It's called a waterfall model because if you start at the top, the results of the first step are used to move into the second step, just like water flowing down a series of steps into a pool.
You are at a point in your projects where you need to be producing some documentation. For a budding engineer this process can be a little daunting. What is the best way to tackle it? The answer is fairly simple -- start at the top of the waterfall, and let the current take you. By answering a few questions in the information plan, you can start creating a content specification. Using the chapter headings and source information you developed in the content spec, you can write the document. Once it's written, you can publish it, once it's published you can review it, and then you're ready to start again at the top with the next project.
Anyone with a scientific or engineering mind can create technical documentation, they might not enjoy it, but they are more than capable of creating it.

8.4. Exercise - Plan Your Technical Document

This exercise practices the first steps in the writing process, "Planning" and "Content":
  1. Pick an open source project (or a subset of a project) that you think is interesting. It must be an area that you've never contributed to before.
  2. Pick a feature that sounds tantalizing but is not clearly documented.
    • This might be part of a user interface, or it might be a programmatic interface (API).
  3. Proceed to figure out how to use the feature by documenting its implementation and proper usage. Focus on getting a task done with one or a few features or interfaces.
    • Use the five step waterfall model to plan and define the content
You use this planning work later in this chapter.
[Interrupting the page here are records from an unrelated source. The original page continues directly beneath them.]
PR #294, opened 2020-01-29
Run with managers from respective repos

### LINKED ISSUE #293: Moving managers to .thoth.yaml in respective repositories.
We would like to move the managers from `config/.thoth.yaml` to `.thoth.yaml` in their respective repositories, and just have the slug and KEBECHET_TOKEN in .thoth.yaml for now.

saisankargochhayat:
Closes #293

### DIFF
--- a/app.sh
+++ b/app.sh
@@ -22,7 +22,7 @@ export GIT_SSH_COMMAND='ssh -o UserKnownHostsFile=/dev/null -o StrictHostKeyChec
 
 case $KEBECHET_SUBCOMMAND in
     'run-webhook') 
-        exec pipenv run python3 kebechet-cli run-url
+        exec pipenv run python3 kebechet-cli run-webhook
         ;;
     'run-url') 
         exec pipenv run python3 kebechet-cli run-url
--- a/app.sh
+++ b/app.sh
@@ -21,6 +21,9 @@ fi
 export GIT_SSH_COMMAND='ssh -o UserKnownHostsFile=/dev/null -o StrictHostKeyChecking=no'
 
 case $KEBECHET_SUBCOMMAND in
+    'run-webhook') 
+        exec pipenv run python3 kebechet-cli run-url
+        ;;
     'run-url') 
         exec pipenv run python3 kebechet-cli run-url
         ;;
--- a/config/thoth_demo.yaml
+++ b/config/thoth_demo.yaml
@@ -1,5 +1,0 @@
----
-repositories:
-  - slug: saisankargochhayat/kebechet_sample
-    token: "{KEBECHET_TOKEN}"
-    service_type: github
--- a/config/thoth_demo.yaml
+++ b/config/thoth_demo.yaml
@@ -1,0 +1,6 @@
+---
+repositories:
+  - slug: saisankargochhayat/kebechet_sample
+    token: "{KEBECHET_TOKEN}"
+    service_type: github
+    service_url: https://github.com/saisankargochhayat/kebechet_sample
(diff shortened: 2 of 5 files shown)


kebechet/config.py
```diff
@@ -290,13 +289,19 @@ def run(cls, configuration_file: str) -> None:
...
         for (
-            managers,
             slug,
             service_type,
             service_url,
             token,
             tls_verify,
         ) in config.iter_entries():
+            #cls._tls_verification(service_url, slug, verify=tls_verify)          
+            tempfile = config.download_conf_from_url(service_url, service_type)
```
saisankargochhayat: should there a new function to get data from slug and service type or something?

config/thoth_demo.yaml
```diff
@@ -0,0 +1,6 @@
+---
+repositories:
+  - slug: saisankargochhayat/kebechet_sample
+    token: "{KEBECHET_TOKEN}"
+    service_type: github
+    service_url: https://github.com/saisankargochhayat/kebechet_sample
```
saisankargochhayat: Should this be removed and just the slug name, token and service type be sufficient? 
What about the other parameters? Should we attempt reading them from the repo's .thoth.yaml?

fridex: `tls_verify` should not be taken into account in Kebechet to avoid man-in-the-middle-attacks.

`service_url` is not needed - it can be constructed out of `slug` and `service_type` in this case. For internal GitLab instances, we could keep `service_url` indeed (to reach internal gitlab instance, not the public one).

kebechet/config.py
fridex: Yes, you can get it from the repo. It should be always present in the root of the git repository and named `.thoth.yaml`.

saisankargochhayat:
@fridex So I added those changes, should I remove the managers and make individual PR's to all the repos in `.thoth.yaml`?

kebechet/config.py
```diff
@@ -35,6 +35,12 @@
 class _Config:
     """Library-wide configuration."""
 
+    # This is used to generate service urls from slugs.
+    _SERVICE_URLS = {
+        "github": {"service_url": "https://github.com/{slug}"},
+        "gitlab": {"service_url": "https://github.com/{slug}"},
```
fridex: Is there needed the nested dict?

```python
    _SERVICE_URLS = {
        "github": "https://github.com/{slug}",
        "gitlab":  "https://github.com/{slug}",
    }
```

app.sh
```diff
@@ -21,6 +21,9 @@ fi
 export GIT_SSH_COMMAND='ssh -o UserKnownHostsFile=/dev/null -o StrictHostKeyChecking=no'
 
 case $KEBECHET_SUBCOMMAND in
+    'run-webhook') 
+        exec pipenv run python3 kebechet-cli run-url
```
fridex:
```python
        exec pipenv run python3 kebechet-cli run-webhook
```

kebechet/config.py
goern: no, I dont think so, it could be an list? ... and there is a typo in the gitlab url

fridex: These are defaults if the host of service is not explicitly provided (for non-internal/custom deployments).

saisankargochhayat: I changed the typo. This was followed in the services.py so I thought I would use the same pattern, should I change it to something else?

app.sh
saisankargochhayat: Thanks :) Changed it.

saisankargochhayat:
The coala check seems to pass for me in local.

saisankargochhayat:
Moved to https://github.com/thoth-station/kebechet/pull/297

PR #297, opened 2020-02-05
Webhook payload as argument

### LINKED ISSUE #296: Make kebechet recieve the whole payload from a webhook.
Kebechet would receive the whole webhook payload as a string, as the only argument.

saisankargochhayat:
Closes #296


saisankargochhayat:
@fridex Can you have a look?

kebechet/cli.py
```diff
@@ -88,7 +90,28 @@ def cli_run_results(origin, service, analysis_id):
...
+            try:
+                payload = json.load(f)
+            except json.decoder.JSONDecodeError:
+                _LOGGER.error("Webhook file coudn't be parsed as a json.")
+    else:
+        # If the json is passed a string.
+        try:
+            payload = json.loads(web_payload)
+        except json.decoder.JSONDecodeError:
+            _LOGGER.error("Webhook payload coudn't be parsed.")
```
fridex: Do not catch the exception here and above. Otherwise, process silently terminates with 0 return code

kebechet/payload_parser.py
```diff
@@ -0,0 +1,70 @@
...
+    def __init__(self, payload: dict):
+        """Initialize the parameters we require from the services."""
+        self.service_type = None
+        self.url = None
+        self.event = None
+
+        # For github webhooks
+        if 'event' in payload:
+            if payload['event'] in self._IGNORED_GITHUB_EVENTS:
+                pass
```
fridex: this pass is not needed, negate the condition.

kebechet/payload_parser.py
```diff
@@ -0,0 +1,70 @@
...
+            else:
+                github_payload = payload['payload']
+                if self._GITHUB in github_payload['sender']['url'] and payload['event'] != 'integration_installation':
+                    self.service_type = 'github'
+                    self.event = payload['event']
+                    self.github_parser(github_payload)
+        # For gitlab webhooks
+        elif 'project' in payload:
+            if self._GITLAB in payload['project']['web_url']:
+                self.service_type = 'gitlab'
```
fridex: else all values will be initialized to None?

kebechet/cli.py
saisankargochhayat: Removed try catch :+1:

kebechet/payload_parser.py
saisankargochhayat: Yes, if service_type is None, func parsed_data would return None, as we don't support that service type.

kebechet/cli.py
```diff
@@ -88,7 +90,22 @@ def cli_run_results(origin, service, analysis_id):
...
+    """Run Kebechet by providing a webhook payload."""
+    payload = None
+    if os.path.isfile(web_payload):
+        with open(web_payload) as f:
+            payload = json.load(f)
+    else:
+        # If the json is passed a string.
+        payload = json.loads(web_payload)
+    if payload:
+        config.run_webhook(payload)
```
fridex: why only if payload is not null? Should the program end silently with no operation if no payload is present?

kebechet/config.py
```diff
@@ -84,15 +85,26 @@ def download_conf_from_url(url: str, service: str):
         return tempfile
 
     @classmethod
-    def run_url(cls, url: str, service: str):
+    def run_webhook(cls, payload: dict):
+        payload = PayloadParser(payload)
+        parsed_payload = payload.parsed_data()
+        if parsed_payload:
+            cls.run_url(parsed_payload['url'], parsed_payload['service_type'], True)
```
fridex: The same as above - the program was asked to do a job.

kebechet/payload_parser.py
fridex: What about rising an exception in that case? We don't know how to handle that payload.

kebechet/cli.py
saisankargochhayat: Should we raise an exception?

fridex: Yes - if there is no payload, there is nothing to do.

kebechet/config.py
saisankargochhayat: I will raise an exception if parsed_payload is None.

kebechet/payload_parser.py
saisankargochhayat: Will do that in config.py right?

fridex: I think it corresponds to payload parsing - if the payload is unknown, the initialization of payload wrapping class should raise the exception as it cannot be properly initialized.

kebechet/cli.py
saisankargochhayat: Added an exception :)

kebechet/cli.py
```diff
@@ -88,7 +90,24 @@ def cli_run_results(origin, service, analysis_id):
...
+    else:
+        _LOGGER.exception("Payload passed to webhook handler is empty.")
```
fridex: `_LOGGER.exception` logs traceback and should be run within exception handling context (in try-except block).

To raise an exception, write something like:

```python
    if not payload:
        raise SomeExceptionType("Payload passed to webhook handler is empty.")
```

kebechet/config.py
fridex: Yes, correct. No other exception needed. :+1: Maybe the `if` statement is redundant then as `parsed_payload` always returns a non-empty dict.

kebechet/payload_parser.py
```diff
@@ -0,0 +1,73 @@
...
+                if self._GITHUB in github_payload['sender']['url']:
+                    self.service_type = 'github'
+                    self.event = payload['event']
+                    self.github_parser(github_payload)
+        # For gitlab webhooks
+        elif 'project' in payload:
+            if self._GITLAB in payload['project']['web_url']:
+                self.service_type = 'gitlab'
+        else:
+            _LOGGER.exception("Payload passed is not supported.")
```
fridex: `raise` - see my comment above.

kebechet/payload_parser.py
```diff
@@ -0,0 +1,73 @@
...
+        """Initialize the parameters we require from the services."""
+        self.service_type = None
+        self.url = None
+        self.event = None
+
+        # For github webhooks
+        if 'event' in payload:
+            if payload['event'] not in self._IGNORED_GITHUB_EVENTS:
+                github_payload = payload['payload']
+                if self._GITHUB in github_payload['sender']['url']:
```
fridex: What if I create a repo named "api.github.com"? :)

https://docs.python.org/3.7/library/urllib.parse.html?highlight=urlparse#urllib.parse.urlparse

See `netloc` attribute.

The same for gitlab case.

kebechet/cli.py
saisankargochhayat: `if not payload:
        raise WebhookPayloadError("Webhook payload is empty or cannot be parsed.")
    config.run_webhook(payload)`
Something like this?

fridex: :+1:

kebechet/payload_parser.py
saisankargochhayat: Added it :smiley:

kebechet/config.py
saisankargochhayat: Let's have this for now, as in-case, the service-type doesn't get defined? Should be have a check in `parsed_data` to see if all the parameters got defined?

PR #299, opened 2020-02-06
Add thoth-station/s2i repository

fridex:


harshad16:
would the repo s2i be a pypi package?

fridex:
> would the repo s2i be a pypi package?

Yes, named thoth-s2i (release WIP). It will also provide thoth-s2i command line.

PR #302, opened 2020-02-10
Update thoth.yaml - removed non existing repo.

saisankargochhayat:
Removed non existing repo.

### DIFF
--- a/config/thoth.yaml
+++ b/config/thoth.yaml
@@ -421,13 +421,6 @@ repositories:
           labels: [bot]
       - name: info
 
-  - slug: thoth-station/graph-sync-operator
-    token: "{KEBECHET_TOKEN}"
-    managers:
-      - name: update
-        configuration:
-          labels: [bot]
-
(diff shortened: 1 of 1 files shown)


config/thoth.yaml
```diff
@@ -421,13 +421,6 @@ repositories:
           labels: [bot]
       - name: info
 
-  - slug: thoth-station/graph-sync-operator
```
fridex: Nice catch!

The repo was renamed [1] . Could you change it to:

```yaml
  - slug: thoth-station/graph-sync-scheduler
```
[1] https://github.com/thoth-station/graph-sync-scheduler

saisankargochhayat: https://github.com/thoth-station/kebechet/blob/a485cadadd4e91ce669c1dd8faf4575f786806a1/config/thoth.yaml#L201
It already exists I guess?

fridex: :+1:

PR #303, opened 2020-02-11
Webhook payload 

saisankargochhayat:
Added the parsed dict as a class variable, based on your suggestion on the merged PR.


saisankargochhayat:
Commits moved to #304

8.5. Using Documentation as a Way to Get Involved

Documentation has a reputation as being an easy way to begin contributing to a project. This is more true where the new contributor is already experienced or an expert in the material. It is much less likely to be true where the project has not considered how to enable good and easy documentation, or the technical content is very high.
When developers resist documenting, it is usually around several themes:
  1. The tools are painful to use.
  2. Writing is not a principal skill.
  3. It takes too much time, usually because of 1 and 2.
The techniques for creating a successful documentation project that attracts contributions from actual project developers are mirrored answers to these problems:
  1. Focus on making the tools easy to use and aligned with the developer team's preferred methods or built in to the workflow.
  2. Turn writing in to a brain dump , that is, an outpouring of information without concern to writing standards (grammar, spelling, or structure).
  3. Enable non-developers to provide significant contributions by saving the developers from the actual work of writing, which is structuring and editing.
Dumping down words in to a text editor is not very hard; many developers write copiously in email, for example. The documentor's challenge is finding this content wherever it is (mailing lists, IRC discussions, random wiki pages) and editing it in to something comprehensive that reveals content holes for filling. The documentation project's success hinges on the ability to restructure rambling content and make all of that accessible to new writing contributors, so they can begin meaningful work from the very start.
A metric of this success is when any random experienced contributor is asked a question by a new contributor, and in answering, insists that the answer be documented, for example, on the project wiki using existing templates, etc. In this way new contributors are turned in to documentors who share the work burden from the existing contributors.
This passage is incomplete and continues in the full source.